▸ Task to carry out
The data below is to be repeated in full, exactly as shown.
Start of Extracted information
PR #3, opened 2020-12-18
Fix NPE encountered with config value

GurtejSohi:


config-service-impl/src/main/java/org/hypertrace/config/service/ConfigServiceUtils.java
```diff
@@ -59,4 +59,8 @@ public static Value merge(Value defaultConfig, Value overridingConfig) {
   public static String getActualContext(String rawContext) {
     return Strings.isNullOrEmpty(rawContext) ? DEFAULT_CONTEXT : rawContext;
   }
+
+  private static boolean isNull(Value value) {
+    return value == null || value.getKindCase() == Value.KindCase.NULL_VALUE;
```
aaron-steinfeld, line 64: It's fine to be defensive, but out of curiosity - is it ever possible for value to actually be `null`? A proto should never  return null, that's one of their design principles, so any nulls we're encountering would be from our own code and we should consider a bug. Given that, should we log an error in the `null` case and convert it to a `NULL_VALUE`?

GurtejSohi: Yeah, value should not be `null`. Updated it to log an error on seeing a `null` value and convert it to `NULL_VALUE` wherever required.

config-service-impl/src/main/java/org/hypertrace/config/service/ConfigServiceGrpcImpl.java
```diff
@@ -57,7 +58,7 @@ public void getConfig(GetConfigRequest request,
         config = merge(config, contextSpecificConfig);
       }
       responseObserver.onNext(GetConfigResponse.newBuilder()
-          .setConfig(config)
+          .setConfig(nullSafeValue(config))
```
aaron-steinfeld, line 61: This is just being defensive right? Our implementation no longer returns a null?

config-service-impl/src/main/java/org/hypertrace/config/service/ConfigServiceUtils.java
```diff
@@ -59,4 +62,22 @@ public static Value merge(Value defaultConfig, Value overridingConfig) {
   public static String getActualContext(String rawContext) {
     return Strings.isNullOrEmpty(rawContext) ? DEFAULT_CONTEXT : rawContext;
   }
+
+  private static boolean isNull(Value value) {
+    if (value == null) {
+      log.error("NULL Value encountered. This is unexpected and indicates a BUG in code.",
+          new RuntimeException());
```
aaron-steinfeld, line 69: does the error logger require an exception to the message? Doesn't look like it adds any value

config-service-impl/src/main/java/org/hypertrace/config/service/ConfigServiceGrpcImpl.java
GurtejSohi: Yes, we're just being defensive here. The implementation no longer returns a null value.

config-service-impl/src/main/java/org/hypertrace/config/service/ConfigServiceUtils.java
GurtejSohi: I just thought in case we hit this, the stack trace can help pin point the place where we're seeing a null value, which can probably help us debug quickly.

aaron-steinfeld (approved):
End of Extracted information
▸ The completed task
PR #3, opened 2020-12-18
Fix NPE encountered with config value

GurtejSohi:


config-service-impl/src/main/java/org/hypertrace/config/service/ConfigServiceUtils.java
```diff
@@ -59,4 +59,8 @@ public static Value merge(Value defaultConfig, Value overridingConfig) {
   public static String getActualContext(String rawContext) {
     return Strings.isNullOrEmpty(rawContext) ? DEFAULT_CONTEXT : rawContext;
   }
+
+  private static boolean isNull(Value value) {
+    return value == null || value.getKindCase() == Value.KindCase.NULL_VALUE;
```
aaron-steinfeld, line 64: It's fine to be defensive, but out of curiosity - is it ever possible for value to actually be `null`? A proto should never  return null, that's one of their design principles, so any nulls we're encountering would be from our own code and we should consider a bug. Given that, should we log an error in the `null` case and convert it to a `NULL_VALUE`?

GurtejSohi: Yeah, value should not be `null`. Updated it to log an error on seeing a `null` value and convert it to `NULL_VALUE` wherever required.

config-service-impl/src/main/java/org/hypertrace/config/service/ConfigServiceGrpcImpl.java
```diff
@@ -57,7 +58,7 @@ public void getConfig(GetConfigRequest request,
         config = merge(config, contextSpecificConfig);
       }
       responseObserver.onNext(GetConfigResponse.newBuilder()
-          .setConfig(config)
+          .setConfig(nullSafeValue(config))
```
aaron-steinfeld, line 61: This is just being defensive right? Our implementation no longer returns a null?

config-service-impl/src/main/java/org/hypertrace/config/service/ConfigServiceUtils.java
```diff
@@ -59,4 +62,22 @@ public static Value merge(Value defaultConfig, Value overridingConfig) {
   public static String getActualContext(String rawContext) {
     return Strings.isNullOrEmpty(rawContext) ? DEFAULT_CONTEXT : rawContext;
   }
+
+  private static boolean isNull(Value value) {
+    if (value == null) {
+      log.error("NULL Value encountered. This is unexpected and indicates a BUG in code.",
+          new RuntimeException());
```
aaron-steinfeld, line 69: does the error logger require an exception to the message? Doesn't look like it adds any value

config-service-impl/src/main/java/org/hypertrace/config/service/ConfigServiceGrpcImpl.java
GurtejSohi: Yes, we're just being defensive here. The implementation no longer returns a null value.

config-service-impl/src/main/java/org/hypertrace/config/service/ConfigServiceUtils.java
GurtejSohi: I just thought in case we hit this, the stack trace can help pin point the place where we're seeing a null value, which can probably help us debug quickly.

aaron-steinfeld (approved):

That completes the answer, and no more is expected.